Top of EXERCISE INPUT

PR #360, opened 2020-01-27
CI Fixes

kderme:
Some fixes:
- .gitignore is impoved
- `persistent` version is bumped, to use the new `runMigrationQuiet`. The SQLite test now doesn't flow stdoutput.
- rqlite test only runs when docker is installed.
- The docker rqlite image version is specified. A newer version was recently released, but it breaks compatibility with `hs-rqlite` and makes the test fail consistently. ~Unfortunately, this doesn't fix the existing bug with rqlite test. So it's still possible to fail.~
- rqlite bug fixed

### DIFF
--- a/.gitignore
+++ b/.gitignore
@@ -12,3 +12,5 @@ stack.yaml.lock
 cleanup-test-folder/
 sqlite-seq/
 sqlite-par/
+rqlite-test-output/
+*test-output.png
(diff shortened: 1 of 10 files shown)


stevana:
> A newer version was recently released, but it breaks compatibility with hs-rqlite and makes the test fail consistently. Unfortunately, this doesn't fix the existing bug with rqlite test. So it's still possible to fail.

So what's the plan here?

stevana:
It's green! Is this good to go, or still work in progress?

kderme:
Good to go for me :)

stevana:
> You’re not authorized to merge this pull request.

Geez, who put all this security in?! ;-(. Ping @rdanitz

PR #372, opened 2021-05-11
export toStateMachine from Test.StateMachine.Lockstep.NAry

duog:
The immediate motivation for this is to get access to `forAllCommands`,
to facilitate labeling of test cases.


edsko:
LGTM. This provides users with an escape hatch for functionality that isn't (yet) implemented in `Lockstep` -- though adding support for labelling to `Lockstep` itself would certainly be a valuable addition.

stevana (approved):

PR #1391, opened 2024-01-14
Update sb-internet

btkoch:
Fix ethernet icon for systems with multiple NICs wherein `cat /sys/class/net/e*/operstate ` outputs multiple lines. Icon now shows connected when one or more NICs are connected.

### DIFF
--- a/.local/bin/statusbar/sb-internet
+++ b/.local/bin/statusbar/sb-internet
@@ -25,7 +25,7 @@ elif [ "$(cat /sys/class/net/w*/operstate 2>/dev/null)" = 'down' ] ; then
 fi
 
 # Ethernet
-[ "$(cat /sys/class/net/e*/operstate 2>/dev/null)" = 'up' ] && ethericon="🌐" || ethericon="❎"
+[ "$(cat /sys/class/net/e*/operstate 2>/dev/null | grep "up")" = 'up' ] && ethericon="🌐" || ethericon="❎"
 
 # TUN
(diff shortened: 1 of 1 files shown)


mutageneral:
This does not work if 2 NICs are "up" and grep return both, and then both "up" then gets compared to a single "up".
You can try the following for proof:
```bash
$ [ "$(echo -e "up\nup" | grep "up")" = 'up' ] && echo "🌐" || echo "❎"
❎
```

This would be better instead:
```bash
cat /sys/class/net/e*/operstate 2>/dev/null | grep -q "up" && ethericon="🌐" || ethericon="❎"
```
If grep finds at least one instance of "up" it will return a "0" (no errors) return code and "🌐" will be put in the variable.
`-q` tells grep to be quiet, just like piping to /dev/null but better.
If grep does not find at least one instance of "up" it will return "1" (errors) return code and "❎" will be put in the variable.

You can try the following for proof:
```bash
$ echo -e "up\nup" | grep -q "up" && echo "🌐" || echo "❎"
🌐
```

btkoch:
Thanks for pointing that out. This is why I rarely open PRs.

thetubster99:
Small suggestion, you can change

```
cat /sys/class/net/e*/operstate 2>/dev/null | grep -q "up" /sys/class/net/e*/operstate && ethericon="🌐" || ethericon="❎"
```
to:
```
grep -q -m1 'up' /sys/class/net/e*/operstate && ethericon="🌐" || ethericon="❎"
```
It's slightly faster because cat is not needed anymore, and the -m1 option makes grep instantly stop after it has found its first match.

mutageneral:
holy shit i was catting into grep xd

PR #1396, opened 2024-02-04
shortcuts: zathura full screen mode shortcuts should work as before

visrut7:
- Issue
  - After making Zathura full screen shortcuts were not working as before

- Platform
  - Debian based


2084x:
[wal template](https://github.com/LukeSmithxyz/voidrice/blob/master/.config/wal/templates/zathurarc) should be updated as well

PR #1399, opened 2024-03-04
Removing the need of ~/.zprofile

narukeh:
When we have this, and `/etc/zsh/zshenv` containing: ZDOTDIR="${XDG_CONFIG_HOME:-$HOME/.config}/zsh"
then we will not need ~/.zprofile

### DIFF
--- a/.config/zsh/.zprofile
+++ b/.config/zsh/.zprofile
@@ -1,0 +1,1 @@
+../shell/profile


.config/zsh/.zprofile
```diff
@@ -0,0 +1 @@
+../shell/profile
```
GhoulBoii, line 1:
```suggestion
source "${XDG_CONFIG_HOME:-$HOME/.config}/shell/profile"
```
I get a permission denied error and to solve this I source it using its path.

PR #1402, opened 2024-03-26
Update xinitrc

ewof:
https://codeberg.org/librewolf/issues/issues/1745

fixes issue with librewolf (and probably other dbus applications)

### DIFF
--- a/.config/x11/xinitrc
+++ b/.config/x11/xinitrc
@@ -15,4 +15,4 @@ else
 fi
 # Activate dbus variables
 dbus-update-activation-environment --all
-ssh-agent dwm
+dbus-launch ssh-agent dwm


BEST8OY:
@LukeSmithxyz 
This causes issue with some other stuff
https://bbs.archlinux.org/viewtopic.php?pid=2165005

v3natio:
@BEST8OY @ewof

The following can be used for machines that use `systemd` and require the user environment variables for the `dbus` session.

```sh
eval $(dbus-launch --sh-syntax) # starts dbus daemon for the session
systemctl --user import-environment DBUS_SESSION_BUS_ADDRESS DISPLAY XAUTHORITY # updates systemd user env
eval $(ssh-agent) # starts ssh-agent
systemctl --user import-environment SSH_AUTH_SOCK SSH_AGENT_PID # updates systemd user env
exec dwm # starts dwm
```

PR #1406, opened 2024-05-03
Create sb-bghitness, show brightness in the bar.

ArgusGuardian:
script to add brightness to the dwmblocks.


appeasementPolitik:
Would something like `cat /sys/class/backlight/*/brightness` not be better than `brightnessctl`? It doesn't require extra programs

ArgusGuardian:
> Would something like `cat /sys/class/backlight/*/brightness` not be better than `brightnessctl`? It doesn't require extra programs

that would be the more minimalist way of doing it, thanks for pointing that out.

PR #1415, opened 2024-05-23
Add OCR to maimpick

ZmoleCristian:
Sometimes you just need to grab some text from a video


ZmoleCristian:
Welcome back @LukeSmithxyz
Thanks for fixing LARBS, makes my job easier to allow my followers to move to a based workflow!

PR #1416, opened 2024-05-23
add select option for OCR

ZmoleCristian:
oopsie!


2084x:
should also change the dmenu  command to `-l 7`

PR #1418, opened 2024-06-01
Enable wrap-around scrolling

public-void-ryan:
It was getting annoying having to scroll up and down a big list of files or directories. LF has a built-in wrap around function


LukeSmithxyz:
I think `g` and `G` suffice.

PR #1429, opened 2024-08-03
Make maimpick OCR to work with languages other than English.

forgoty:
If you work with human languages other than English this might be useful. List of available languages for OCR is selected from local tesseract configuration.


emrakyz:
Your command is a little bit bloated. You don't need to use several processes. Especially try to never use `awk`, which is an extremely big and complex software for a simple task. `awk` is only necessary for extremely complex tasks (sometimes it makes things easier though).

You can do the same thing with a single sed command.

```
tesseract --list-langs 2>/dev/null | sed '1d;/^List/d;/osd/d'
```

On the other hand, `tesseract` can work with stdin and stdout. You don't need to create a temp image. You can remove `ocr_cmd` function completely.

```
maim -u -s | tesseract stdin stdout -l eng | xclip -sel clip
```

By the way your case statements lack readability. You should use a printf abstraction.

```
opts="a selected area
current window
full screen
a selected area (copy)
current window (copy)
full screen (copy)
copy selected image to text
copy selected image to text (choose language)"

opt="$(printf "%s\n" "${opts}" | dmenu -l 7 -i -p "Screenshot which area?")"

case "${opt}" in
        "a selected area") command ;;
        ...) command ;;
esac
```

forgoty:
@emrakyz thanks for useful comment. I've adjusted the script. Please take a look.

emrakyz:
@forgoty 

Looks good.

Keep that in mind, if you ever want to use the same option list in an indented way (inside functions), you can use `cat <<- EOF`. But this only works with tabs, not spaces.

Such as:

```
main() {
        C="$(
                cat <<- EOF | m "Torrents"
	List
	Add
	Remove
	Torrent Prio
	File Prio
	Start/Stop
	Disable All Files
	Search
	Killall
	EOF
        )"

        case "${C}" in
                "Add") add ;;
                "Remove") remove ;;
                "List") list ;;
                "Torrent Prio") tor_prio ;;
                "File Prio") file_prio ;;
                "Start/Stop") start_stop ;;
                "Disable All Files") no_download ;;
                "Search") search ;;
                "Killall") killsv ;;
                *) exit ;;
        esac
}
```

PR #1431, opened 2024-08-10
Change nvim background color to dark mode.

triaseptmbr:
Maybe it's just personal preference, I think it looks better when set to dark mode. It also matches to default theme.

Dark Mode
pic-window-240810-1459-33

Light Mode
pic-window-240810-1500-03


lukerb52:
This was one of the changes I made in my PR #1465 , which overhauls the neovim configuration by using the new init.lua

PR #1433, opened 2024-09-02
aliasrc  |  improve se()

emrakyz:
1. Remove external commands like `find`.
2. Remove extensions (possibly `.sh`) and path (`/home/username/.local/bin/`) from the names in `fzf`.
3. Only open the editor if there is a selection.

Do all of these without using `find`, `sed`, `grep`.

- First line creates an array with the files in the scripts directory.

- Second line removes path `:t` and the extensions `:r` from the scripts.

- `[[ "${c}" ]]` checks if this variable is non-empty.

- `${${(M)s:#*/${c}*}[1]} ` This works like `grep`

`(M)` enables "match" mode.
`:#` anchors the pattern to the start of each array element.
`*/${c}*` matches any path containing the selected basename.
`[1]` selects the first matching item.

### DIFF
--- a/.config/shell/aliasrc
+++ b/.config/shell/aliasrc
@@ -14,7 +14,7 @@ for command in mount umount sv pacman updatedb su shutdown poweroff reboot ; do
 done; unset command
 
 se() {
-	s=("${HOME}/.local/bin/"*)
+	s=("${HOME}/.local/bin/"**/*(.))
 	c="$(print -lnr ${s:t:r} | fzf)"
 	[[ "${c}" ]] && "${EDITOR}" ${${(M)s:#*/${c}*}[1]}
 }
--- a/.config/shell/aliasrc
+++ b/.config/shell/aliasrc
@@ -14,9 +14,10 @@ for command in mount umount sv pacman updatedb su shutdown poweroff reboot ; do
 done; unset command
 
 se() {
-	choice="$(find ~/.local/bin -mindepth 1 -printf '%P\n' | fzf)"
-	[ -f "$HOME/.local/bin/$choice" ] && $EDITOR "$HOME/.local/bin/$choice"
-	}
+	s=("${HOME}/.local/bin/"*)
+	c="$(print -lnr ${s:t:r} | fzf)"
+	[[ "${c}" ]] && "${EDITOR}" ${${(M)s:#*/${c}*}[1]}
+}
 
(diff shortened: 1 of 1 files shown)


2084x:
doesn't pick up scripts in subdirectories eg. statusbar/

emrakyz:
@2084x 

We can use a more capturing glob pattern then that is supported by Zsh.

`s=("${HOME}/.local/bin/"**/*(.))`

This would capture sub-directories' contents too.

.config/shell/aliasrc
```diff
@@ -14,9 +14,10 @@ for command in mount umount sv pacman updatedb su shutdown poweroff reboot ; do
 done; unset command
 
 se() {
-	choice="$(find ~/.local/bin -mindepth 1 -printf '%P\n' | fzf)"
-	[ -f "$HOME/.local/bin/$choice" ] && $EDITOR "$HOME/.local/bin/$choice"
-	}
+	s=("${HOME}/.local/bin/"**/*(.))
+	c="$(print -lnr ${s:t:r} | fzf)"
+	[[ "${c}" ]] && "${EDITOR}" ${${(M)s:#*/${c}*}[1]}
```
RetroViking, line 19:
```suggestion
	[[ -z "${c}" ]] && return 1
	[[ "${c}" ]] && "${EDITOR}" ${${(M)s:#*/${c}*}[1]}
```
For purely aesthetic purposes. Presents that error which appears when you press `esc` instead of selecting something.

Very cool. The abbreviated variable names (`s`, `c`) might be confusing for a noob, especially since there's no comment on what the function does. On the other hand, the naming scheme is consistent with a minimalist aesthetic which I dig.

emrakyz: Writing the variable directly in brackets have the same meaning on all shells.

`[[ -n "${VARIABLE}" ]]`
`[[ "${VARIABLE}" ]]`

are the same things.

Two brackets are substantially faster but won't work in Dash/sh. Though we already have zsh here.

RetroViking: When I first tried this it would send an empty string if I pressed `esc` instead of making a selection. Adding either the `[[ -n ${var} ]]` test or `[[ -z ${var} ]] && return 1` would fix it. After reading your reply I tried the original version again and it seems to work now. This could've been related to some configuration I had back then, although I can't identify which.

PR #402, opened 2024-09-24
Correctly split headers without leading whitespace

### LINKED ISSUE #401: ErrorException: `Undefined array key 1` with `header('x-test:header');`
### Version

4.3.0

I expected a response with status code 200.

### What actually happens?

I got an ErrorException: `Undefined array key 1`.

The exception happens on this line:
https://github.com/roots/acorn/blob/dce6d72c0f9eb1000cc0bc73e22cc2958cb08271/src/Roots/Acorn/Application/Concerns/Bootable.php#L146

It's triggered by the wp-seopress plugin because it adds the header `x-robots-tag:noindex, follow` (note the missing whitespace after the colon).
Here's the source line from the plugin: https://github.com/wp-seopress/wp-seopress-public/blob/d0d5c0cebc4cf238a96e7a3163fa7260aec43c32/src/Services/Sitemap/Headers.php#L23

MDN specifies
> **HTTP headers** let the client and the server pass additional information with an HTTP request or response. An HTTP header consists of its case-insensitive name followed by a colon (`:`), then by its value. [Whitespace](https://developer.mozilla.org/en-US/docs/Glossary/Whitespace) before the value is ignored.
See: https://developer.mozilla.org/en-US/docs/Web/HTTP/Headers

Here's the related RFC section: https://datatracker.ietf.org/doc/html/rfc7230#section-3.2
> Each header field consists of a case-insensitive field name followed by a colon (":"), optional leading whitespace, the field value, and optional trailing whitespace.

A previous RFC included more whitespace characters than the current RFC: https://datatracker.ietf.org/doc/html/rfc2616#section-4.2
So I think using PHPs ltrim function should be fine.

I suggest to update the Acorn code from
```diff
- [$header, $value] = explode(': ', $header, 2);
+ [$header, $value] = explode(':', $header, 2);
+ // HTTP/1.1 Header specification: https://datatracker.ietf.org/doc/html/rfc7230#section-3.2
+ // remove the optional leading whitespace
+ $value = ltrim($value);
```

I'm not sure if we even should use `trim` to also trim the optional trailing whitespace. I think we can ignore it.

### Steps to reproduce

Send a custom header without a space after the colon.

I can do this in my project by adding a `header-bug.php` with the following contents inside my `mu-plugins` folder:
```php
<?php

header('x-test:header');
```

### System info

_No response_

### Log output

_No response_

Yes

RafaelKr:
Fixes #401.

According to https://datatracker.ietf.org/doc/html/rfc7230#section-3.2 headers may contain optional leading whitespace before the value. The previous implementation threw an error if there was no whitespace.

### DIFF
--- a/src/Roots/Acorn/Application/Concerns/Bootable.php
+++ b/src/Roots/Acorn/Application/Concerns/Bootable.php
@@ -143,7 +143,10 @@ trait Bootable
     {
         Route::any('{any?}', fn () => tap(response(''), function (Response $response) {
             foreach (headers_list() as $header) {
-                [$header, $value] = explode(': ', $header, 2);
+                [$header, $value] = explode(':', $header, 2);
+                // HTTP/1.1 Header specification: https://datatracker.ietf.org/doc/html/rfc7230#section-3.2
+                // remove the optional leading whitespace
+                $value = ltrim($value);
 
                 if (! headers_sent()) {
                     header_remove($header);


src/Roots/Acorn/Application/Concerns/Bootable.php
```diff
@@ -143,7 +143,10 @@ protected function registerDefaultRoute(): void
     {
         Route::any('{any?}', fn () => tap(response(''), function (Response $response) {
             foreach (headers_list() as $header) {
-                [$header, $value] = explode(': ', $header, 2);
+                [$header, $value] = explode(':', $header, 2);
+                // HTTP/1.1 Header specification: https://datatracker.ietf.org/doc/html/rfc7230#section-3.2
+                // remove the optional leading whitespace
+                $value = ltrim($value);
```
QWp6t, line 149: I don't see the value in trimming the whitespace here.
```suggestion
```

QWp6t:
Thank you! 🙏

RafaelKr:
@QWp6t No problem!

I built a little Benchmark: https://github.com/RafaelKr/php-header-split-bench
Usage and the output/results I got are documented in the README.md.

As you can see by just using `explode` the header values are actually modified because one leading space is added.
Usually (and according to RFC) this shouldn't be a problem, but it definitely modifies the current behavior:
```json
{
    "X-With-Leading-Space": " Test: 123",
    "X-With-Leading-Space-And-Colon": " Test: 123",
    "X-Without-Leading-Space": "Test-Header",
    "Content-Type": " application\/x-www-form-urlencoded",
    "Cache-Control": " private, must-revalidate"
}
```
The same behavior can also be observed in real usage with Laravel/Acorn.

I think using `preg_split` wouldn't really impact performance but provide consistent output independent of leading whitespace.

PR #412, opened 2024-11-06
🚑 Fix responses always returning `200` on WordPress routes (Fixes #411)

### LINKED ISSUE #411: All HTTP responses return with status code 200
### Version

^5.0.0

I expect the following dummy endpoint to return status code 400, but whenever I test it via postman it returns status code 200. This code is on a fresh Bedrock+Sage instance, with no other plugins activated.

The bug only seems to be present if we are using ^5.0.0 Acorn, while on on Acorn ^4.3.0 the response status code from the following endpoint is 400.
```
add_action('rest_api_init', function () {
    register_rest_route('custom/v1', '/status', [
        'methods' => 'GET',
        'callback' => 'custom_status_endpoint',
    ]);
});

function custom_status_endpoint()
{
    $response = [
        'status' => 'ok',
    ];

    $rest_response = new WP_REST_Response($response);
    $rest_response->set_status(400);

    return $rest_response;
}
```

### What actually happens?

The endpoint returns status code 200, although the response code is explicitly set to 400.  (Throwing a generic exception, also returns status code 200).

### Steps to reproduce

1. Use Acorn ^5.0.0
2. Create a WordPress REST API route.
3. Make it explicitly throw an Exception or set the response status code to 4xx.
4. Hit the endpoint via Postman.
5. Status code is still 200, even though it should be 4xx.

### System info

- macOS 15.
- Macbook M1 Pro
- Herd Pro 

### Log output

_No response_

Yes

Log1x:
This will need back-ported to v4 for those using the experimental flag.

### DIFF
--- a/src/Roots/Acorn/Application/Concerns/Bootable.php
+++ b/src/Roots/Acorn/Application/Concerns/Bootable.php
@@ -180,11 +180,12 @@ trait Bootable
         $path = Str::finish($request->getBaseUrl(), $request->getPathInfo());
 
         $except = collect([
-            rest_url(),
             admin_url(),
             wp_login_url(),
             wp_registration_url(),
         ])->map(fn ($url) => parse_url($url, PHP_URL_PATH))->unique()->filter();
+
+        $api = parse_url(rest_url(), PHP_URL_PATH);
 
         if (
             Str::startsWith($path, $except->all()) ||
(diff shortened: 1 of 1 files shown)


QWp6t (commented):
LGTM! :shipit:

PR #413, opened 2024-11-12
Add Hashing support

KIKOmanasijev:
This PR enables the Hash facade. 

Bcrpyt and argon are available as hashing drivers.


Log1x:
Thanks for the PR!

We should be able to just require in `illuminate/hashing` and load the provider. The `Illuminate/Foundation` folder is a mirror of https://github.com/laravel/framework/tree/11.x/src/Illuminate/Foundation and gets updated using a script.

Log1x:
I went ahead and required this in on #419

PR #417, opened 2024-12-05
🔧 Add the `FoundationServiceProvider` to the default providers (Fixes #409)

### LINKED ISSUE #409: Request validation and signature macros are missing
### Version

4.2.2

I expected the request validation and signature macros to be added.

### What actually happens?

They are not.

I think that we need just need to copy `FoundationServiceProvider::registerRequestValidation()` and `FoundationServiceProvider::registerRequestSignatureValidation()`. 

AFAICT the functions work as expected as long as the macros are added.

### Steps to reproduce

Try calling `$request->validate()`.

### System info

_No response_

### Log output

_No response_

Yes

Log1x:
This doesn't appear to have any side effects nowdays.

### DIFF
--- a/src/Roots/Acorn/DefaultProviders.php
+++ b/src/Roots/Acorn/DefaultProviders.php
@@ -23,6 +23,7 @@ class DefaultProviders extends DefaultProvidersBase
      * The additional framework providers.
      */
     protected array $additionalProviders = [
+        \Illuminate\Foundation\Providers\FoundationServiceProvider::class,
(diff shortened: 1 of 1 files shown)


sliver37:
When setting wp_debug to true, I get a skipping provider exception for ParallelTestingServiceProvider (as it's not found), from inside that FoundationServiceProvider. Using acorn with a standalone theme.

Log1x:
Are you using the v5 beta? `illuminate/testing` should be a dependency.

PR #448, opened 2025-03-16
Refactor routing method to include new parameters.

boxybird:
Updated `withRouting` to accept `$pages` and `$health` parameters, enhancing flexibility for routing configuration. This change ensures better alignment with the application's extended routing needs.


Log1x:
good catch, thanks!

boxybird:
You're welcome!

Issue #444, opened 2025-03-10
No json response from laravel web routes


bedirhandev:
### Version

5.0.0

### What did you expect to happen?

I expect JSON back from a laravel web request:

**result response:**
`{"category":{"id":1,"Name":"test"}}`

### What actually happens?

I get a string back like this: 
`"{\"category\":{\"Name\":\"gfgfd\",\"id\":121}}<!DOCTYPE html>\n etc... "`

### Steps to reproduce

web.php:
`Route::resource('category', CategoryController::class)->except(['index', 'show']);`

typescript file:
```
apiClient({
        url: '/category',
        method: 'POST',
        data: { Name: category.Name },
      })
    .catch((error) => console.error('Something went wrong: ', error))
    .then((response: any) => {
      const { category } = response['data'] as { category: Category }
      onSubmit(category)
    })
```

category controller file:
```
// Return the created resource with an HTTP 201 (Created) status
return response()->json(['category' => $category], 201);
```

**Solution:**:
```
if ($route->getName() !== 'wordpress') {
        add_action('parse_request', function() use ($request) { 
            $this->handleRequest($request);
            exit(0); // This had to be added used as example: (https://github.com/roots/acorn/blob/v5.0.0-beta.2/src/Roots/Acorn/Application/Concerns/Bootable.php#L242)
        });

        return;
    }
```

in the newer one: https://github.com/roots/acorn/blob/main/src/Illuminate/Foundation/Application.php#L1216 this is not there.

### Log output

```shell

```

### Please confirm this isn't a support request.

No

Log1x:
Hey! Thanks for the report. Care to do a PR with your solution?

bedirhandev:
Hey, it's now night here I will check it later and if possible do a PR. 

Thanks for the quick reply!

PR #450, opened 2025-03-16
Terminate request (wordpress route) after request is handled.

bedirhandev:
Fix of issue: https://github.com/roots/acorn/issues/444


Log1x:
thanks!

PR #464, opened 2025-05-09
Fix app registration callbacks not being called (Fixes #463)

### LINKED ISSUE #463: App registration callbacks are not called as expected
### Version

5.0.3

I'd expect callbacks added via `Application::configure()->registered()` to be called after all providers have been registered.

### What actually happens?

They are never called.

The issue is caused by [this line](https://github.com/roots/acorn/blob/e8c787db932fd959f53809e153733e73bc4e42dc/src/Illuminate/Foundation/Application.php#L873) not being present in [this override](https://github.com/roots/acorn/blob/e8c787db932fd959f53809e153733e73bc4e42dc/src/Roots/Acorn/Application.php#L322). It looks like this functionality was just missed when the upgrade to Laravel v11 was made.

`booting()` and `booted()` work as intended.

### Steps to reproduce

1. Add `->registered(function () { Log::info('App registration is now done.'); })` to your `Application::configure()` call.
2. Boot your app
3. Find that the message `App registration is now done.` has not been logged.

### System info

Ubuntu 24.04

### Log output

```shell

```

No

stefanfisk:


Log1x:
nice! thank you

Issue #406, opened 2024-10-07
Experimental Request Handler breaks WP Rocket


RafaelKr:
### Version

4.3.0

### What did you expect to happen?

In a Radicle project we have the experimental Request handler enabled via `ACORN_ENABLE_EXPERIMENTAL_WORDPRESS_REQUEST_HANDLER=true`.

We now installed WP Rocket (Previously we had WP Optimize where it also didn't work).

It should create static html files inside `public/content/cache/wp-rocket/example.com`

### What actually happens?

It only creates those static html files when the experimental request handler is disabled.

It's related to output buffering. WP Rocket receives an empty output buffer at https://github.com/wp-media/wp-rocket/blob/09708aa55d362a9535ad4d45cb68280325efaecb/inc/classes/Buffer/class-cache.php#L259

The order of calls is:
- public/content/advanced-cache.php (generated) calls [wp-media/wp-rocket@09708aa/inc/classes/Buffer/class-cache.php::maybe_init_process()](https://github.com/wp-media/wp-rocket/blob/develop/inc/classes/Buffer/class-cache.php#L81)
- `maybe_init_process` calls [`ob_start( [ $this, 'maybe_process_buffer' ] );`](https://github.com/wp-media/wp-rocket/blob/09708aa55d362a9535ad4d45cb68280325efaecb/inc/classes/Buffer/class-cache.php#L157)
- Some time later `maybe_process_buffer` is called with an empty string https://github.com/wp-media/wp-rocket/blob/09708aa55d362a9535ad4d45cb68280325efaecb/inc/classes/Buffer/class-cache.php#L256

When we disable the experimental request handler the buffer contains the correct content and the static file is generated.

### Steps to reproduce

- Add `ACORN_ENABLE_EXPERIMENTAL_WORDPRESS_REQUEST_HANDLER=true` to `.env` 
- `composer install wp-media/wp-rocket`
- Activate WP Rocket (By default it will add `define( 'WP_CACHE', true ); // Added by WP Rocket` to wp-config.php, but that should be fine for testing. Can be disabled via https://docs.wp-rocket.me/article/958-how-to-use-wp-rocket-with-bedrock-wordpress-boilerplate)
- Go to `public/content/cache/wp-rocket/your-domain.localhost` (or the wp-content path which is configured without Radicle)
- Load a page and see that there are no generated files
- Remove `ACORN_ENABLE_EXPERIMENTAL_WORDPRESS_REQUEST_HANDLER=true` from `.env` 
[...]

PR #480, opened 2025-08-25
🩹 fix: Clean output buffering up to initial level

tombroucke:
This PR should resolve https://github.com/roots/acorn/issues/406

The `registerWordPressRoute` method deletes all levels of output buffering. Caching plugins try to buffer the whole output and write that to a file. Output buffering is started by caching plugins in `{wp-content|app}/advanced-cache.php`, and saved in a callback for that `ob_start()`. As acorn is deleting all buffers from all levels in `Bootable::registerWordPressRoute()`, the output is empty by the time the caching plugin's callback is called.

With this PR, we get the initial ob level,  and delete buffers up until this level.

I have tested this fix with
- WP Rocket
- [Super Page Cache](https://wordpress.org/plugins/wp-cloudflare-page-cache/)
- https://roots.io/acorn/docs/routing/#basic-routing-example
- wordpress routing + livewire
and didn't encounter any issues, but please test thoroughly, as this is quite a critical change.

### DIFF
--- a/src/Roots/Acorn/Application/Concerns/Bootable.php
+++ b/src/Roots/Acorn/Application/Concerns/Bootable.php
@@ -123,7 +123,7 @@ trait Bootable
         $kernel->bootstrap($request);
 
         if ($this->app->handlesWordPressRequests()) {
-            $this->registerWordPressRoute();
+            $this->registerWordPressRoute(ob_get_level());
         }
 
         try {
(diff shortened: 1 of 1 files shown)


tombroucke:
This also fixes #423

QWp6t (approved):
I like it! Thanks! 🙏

Bottom of EXERCISE INPUT

Output exactly the span of lines beginning at the first line of the records and ending at the line that holds "- rqlite test", inclusive, with no other text.

RESPONSE TO THIS EXERCISE:
PR #360, opened 2020-01-27
CI Fixes

kderme:
Some fixes:
- .gitignore is impoved
- `persistent` version is bumped, to use the new `runMigrationQuiet`. The SQLite test now doesn't flow stdoutput.
- rqlite test only runs when docker is installed.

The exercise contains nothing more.